CHILE BAJAS REMUNERACIONES, ENDEUDAMIENTO Y EMPOBRECIMIENTO EN LA VEJEZ.

Se acaba de lanzar el informe REDLAT-Fundación CENDA, correspondiente al año 2015, que buscó analizar la evolución del trabajo decente en Chile, Argentina, Brasil, Colombia, Perú, México y Uruguay en los últimos años. Según la OIT, trabajo decente es un trabajo productivo adecuadamente remunerado, ejercido en condiciones de libertad, equidad y seguridad, sin ninguna forma de discriminación, y que asegure a trabajadores y trabajadoras condiciones dignas de vida. A partir de los indicadores analizados se pudo establecer que en Chile las remuneraciones percibidas por los trabajadores son bajas, muchos de ellos tienen grandes dificultades para llegar a fin de mes y se ven obligados a endeudarse. El caso de las personas en edad de jubilar es preocupante, muchos de ellos optan por seguir trabajando porque la pensión entregada por las AFP son muy bajas. En este sentido, la creación de una AFP estatal no viene a solucionar el problema porque lo que se requiere es un cambio del modelo de pensiones que asegure condiciones dignas de vida a los trabajadores en su vejez.

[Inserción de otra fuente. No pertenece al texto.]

PR #4897, opened 2026-09-08
Change x-for to allow loops like `(foo)in(bar)`

ColonelThirtyTwo:
Currently, the loop in x-for must have a space between the in/of and both the bindings and the source expression. However, JS doesn't require the space - only that they are separate tokens - so `(item, index) in list` may be minified to `(item,index)in list` which `x-for` no longer parses.

This patch alters the regular expression in `parseForExpression` to split the bindings and expression on word boundries (`\b`) rather than spaces, to support this syntax.


ekwoka:
I get it...but like why?

ColonelThirtyTwo:
In my app, I have a Rust macro that runs some basic minification over passed-in javascript, and it minifies `(foo, bar) in baz` to `(foo,bar)in baz` since it's technically legal. I could special case it, but I figure since it was a fairly straightforward change to Alpine to accept it, I'd submit it as a PR.

PR #268, opened 2023-08-25
Congruence values count

joein:
Methods `value_counts`, `isempty`, `isnull` didn't work properly in local mode due to an approach when we flatten all input values into one array

For instance if we have the following payload: `{"nested": [{"numeric": 1, "numeric": 2, "numeric": 3}]}` and want to filter by value count of `numeric`, then local mode piles up everything into one array and counts them together (`values_count=3`), but it should count them separately (`values_count=1`)

Another problem with payload like 
`{"nested": [{"empty": [None]}, {"empty": [None]}, {"empty": [None]}`
or
`{"nones": [None, None]}`

Local mode considers such fields equal to `None`, however `[None, None] != None`.

This PR adjusts interface of `payload_value_extractor` and allows to disable flattening during an extraction of values.

### All Submissions:

### New Feature Submissions:

### Changes to Core Features:


tests/congruence_tests/test_unflatten_values_methods.py
```diff
@@ -0,0 +1,236 @@
...
+        scroll_filter=filter_,
+        limit=10,
+        with_payload=True,
+    )
+    assert [record.payload for record in local_result] == [
+        record.payload for record in remote_result
+    ]
+
+
+@pytest.mark.parametrize(
```
timvisee, line 128: Maybe we should try `{}` in `is_empty` and `is_null` as well.

timvisee (approved):

generall (approved):

Issue #270, opened 2023-08-29
Bug: `update_vectors` is broken


timvisee:
It appears that the [`update_vectors()`](https://github.com/qdrant/qdrant-client/blob/fd0f52a2735ccd37875b1960d005356690a6543e/qdrant_client/qdrant_client.py#L779-L786) function in our client is broken.

It expects a `vectors=` parameter, but this should be called `points=` instead:

- gRPC uses `points`: https://github.com/qdrant/qdrant/blob/0f102a5575ac33df03f06563844198f3ea26136b/docs/grpc/docs.md#qdrant-UpdatePointVectors  
  ([this](https://github.com/qdrant/qdrant-client/blob/fd0f52a2735ccd37875b1960d005356690a6543e/qdrant_client/qdrant_remote.py#L1078) breaks)
- Documentation uses `points=`: https://qdrant.tech/documentation/concepts/points/#update-vectors

I'm afraid this call isn't covered by our testing somehow.

Originally discovered because a user in Discord was having problems with this call: https://discord.com/channels/907569970500743200/1146070954653528074

timvisee:
This is fixed in v1.5.0.

PR #275, opened 2023-08-31
add tests for vector operations

generall:
Fixes <https://github.com/qdrant/qdrant-client/issues/270>.

- Add tests for vector updates and deletes
- Fix problems with those methods
- Fix type matching
- Fix test error in case of deleted vectors (related to the new logic of vector deletion, changed in https://github.com/qdrant/qdrant/pull/2514 )

### DIFF
--- a/qdrant_client/qdrant_remote.py
+++ b/qdrant_client/qdrant_remote.py
@@ -1075,7 +1075,7 @@ class QdrantRemote(QdrantBase):
                 grpc.UpdatePointVectors(
                     collection_name=collection_name,
                     wait=wait,
-                    vectors=vectors,
+                    points=vectors,
                     ordering=ordering,
                 )
             ).result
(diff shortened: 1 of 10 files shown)


qdrant_client/qdrant_remote.py
```diff
@@ -1075,7 +1075,7 @@ def update_vectors(
                 grpc.UpdatePointVectors(
                     collection_name=collection_name,
                     wait=wait,
-                    vectors=vectors,
```
timvisee, line 1078: Our Python client now still uses `vectors`, while our gRPC/REST API uses `points`.

Our documentation also suggests to use `points`: https://qdrant.tech/documentation/concepts/points/#update-vectors

I prefer `points` because you provide a list of points (with vectors), and not a list of vectors directly.

Do we leave as is and update our documentation, or do we switch to `points`? I like the latter better.

timvisee (approved):
Thanks for the fix. Tested it locally with the snippet that previously failed as well, and that works fine now (with `vectors=`).

I do see an issue with our argument name though, please see my comment below:

qdrant_client/qdrant_remote.py
generall: let's switch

Según la investigación, Chile cuenta con el PIB per cápita más alto de América Latina, pero también es uno de los países más desiguales del mundo. El PNUD ubica a Chile entre los 15 países más desiguales del mundo, registrando 0,53 en el índice de Gini. De acuerdo con la CEPAL, Chile posee un PIB per cápita de US$14.806, lo que equivaldría a nivel internacional a US$21.580, según el Banco Mundial. Estas cifras son interesantes porque si nuestro país fuese un país más igualitario en la distribución de la riqueza que los trabajadores contribuyen a producir, cada trabajador/a debiera recibir aproximadamente US14.806 de remuneración, lo que claramente no es así.

En este contexto, un pilar del modelo de desarrollo chileno ha sido la masificación del consumo en base al incremento de la deuda privada. Según cifras de la Encuesta Financiera de Hogares del Banco Central de Chile para 2013, la carga financiera de los hogares fue un 36% de sus ingresos, aunque con diferencias significativas entre los distintos estratos socioeconómicos. Uno de los elementos que han incidido en este fuerte incremento del endeudamiento personal de los sectores con menores ingresos es el bajo monto de las remuneraciones. Es así como los hogares con ingresos inferiores a $312.052 destina, en promedio, un 45% de sus ingresos mensuales a pagar deudas de consumo en casas comerciales y supermercados, créditos hipotecarios y crédito educacional para costear estudios del ciclio obligatorio. Mientras tanto, los hogares con un ingreso igual o superior a $2.170.951, destinan un 25% de sus ingresos a pagar créditos hipotecarios por segunda vivienda, crédito automotriz y pago de créditos educacionales para estudios de postgrado.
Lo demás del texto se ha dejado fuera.